Der ungewöhnlichste Beitrag steht zwischen den beiden ge­nannten und umfasst über 50 Seiten. Er behandelt die Frage, ob der ›wirkliche‹ Jesus tatsächlich mit dem ›historischen‹ identifiziert werden kann, wie Joseph Ratzinger (Benedikt XVI.) meint. Dieser Frage liegt eine grundsätzlichere voraus: »Kann Gott in dieser Welt wirken? Wird Gott in dieser Welt real gegenwärtig oder nicht?« (Benedikt XVI. in: Gespräch über Jesus, hrsg. von Peter Kuhn, 61). Der Vf. zitiert zustimmend aus dem zweiten Band von Ratzingers Jesusbuch: »Wenn die Geschichtlichkeit der wesentlichen Worte und Ereignisse wirklich wissenschaftlich als unmöglich erwiesen werden könnte, hätte der Glaube seinen Boden verloren« (372, dt. Ausgabe: 123). Er zeigt in Auseinandersetzung mit den verschiedenen Reaktionen auf diese These eines Dogmatikers, welche Probleme sie aufwirft. Können wir die Inkarnation und die Auferstehung Jesu als historische Ereignisse begreifen? Er teilt die unzähligen Besprechungen des päpstlichen Jesusbuchs in vier Gruppen ein: Zustimmung und Ablehnung signalisierende Stimmen, beide in geringer Zahl. Dann enttäuschte Leser, die mit der Grundfrage des Papstes nichts anzufangen wissen und sich etwas ganz anderes gewünscht hätten. Und schließlich die größte Gruppe, die zwischen einem ›Ja, aber …‹ und einem ›Nein, vielmehr …‹ schwankt. Die meisten von ihnen verteidigen das bereits zitierte Verständnis eines »rein« historischen Arbeitens, das faktisch ein historisches Arbeiten unter atheologischen und deshalb atheistischen Voraussetzungen meint.

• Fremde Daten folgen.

PR #796, opened 2016-09-16
adding uploadTo to IGangaFile

rob-c:
This is in an early alpha stage of what I'm proposing to do to add `uploadTo` to the `IGangaFile` GPI to be the `put` equivalent to the `copyTo`.

Edit:
I've also added:
  `makeStorageDir` which is expected to be called from within the put method when there is a parent job.
  `getOutputFilename` which is expected to be called from whithin the put method and returns the filename structure we want to use within this `IGangaFile`

github should resolve that this is small set of changes atop `6.3-feature`s right now and I'll update this with other files working with the new API shortly but I invite people to have a look and comment on the API.


rob-c:
Does anyone have any useful input on how to crush the history and diffs picked up by github on this branch?
This branch is isolated to ~8 files atop `6.3-features` but is showing all of the diffs as-if this is a PR against develop.

I could condense the work into another branch and start again but I'd rather not as I think this is a github issue.

rob-c:
OK nvm, pulling from the commit on the branch I suspect. I'll try and fix this now.

egede:
@rob-c can we get an overview of the changes at the dev meeting on Thursday. Both Alex and I are very confused and fear that users will be the same.

rob-c:
@egede I was hoping to _not_ expose the new methods (as with `copyTo` I wanted this private as my use was internal). This is mainly to allow us to write code that doesn't care what implementation of the `IGangaFile` we're using.
My problem is if you call `get` or `put` on a file the whole where the file comes-from/goes-to varies between `IGangaFile` objects in a difficult to manage way.

The desire from this PR us to be able to upload a `DiracFile`(`GoogleFile/LCGSEFile`) with a different name per jid/sjid whilst keeping the same interface and not just duplicate code from `MassStorageFile` which adds overhead.

I'm prototyping most of the work needed for this here (It can land 6.3 or 6.4 I don't mind) and we can change the API and expose what we want but I'm just wanting to get to a stage where we know what the minimum requirements are for each filetype.

rob-c:
Would be good to clean up the interface here to have a unified method to put as well as get, however this code is unlikely to be useful as there were large scale changes to get all of the IGangaFile objects passing a consistent set of tests,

Hier tut sich der eigentliche Graben auf, der die Christenheit unabhängig von den Konfessionen mehr und mehr zerreißt. Ist das Christentum, zu dem sich solche Forscher bekennen, noch dasselbe wie jenes, das Joseph Ratzinger und der Vf. verteidigen? Führen wir nicht eine neue Gnosis ein, wenn wir im Credo außer dem crucifixus sub Pontio Pilato nichts mehr als historische Wirklichkeit anerkennen? Hat Gott jemals an der Welt gehandelt? Können wir als Christen eine Welt ohne »transempirische Realitäten«, wie der Vf. im Anschluss an seinen Kollegen Anthony C. Thiselton gern sagt, ohne Transzendenz, ohne Metaphysik konstruieren? Wenn Ereignisse überhaupt erst durch Interpretation zu historischen Ereignissen werden (vgl. B. Lonergan, Method in Theology), was ist dann ein »rein« historisches Arbeiten? Das sind gewichtige Fragen, die mit diesem Buch aufgeworfen werden. Zu allen behandelten Gegenständen gibt es zahlreiche interessante Hinweise und oft lange Anmerkungen. Nur in einem wesentlichen Punkt ist der Rezensent anderer Meinung: Martin Kähler hat keine Flucht vor der Historie ergriffen (112) und keine resignierte Trennung des geschichtlichen Jesus vom Christus des Glaubens vorgenommen (374, Anm. 50). Kähler sagt selbst, dass er diese beiden »nicht zu scheiden oder auch nur zu unterscheiden« vermag (Der sogenannte historische Jesus, hrsg. v. E. Wolf 1956, 100). Er war m. E. in der Hauptsache derselben Auffassung wie der emeritierte Papst und der Vf. Das ist ein schönes Zeichen ökumenischer Verbundenheit.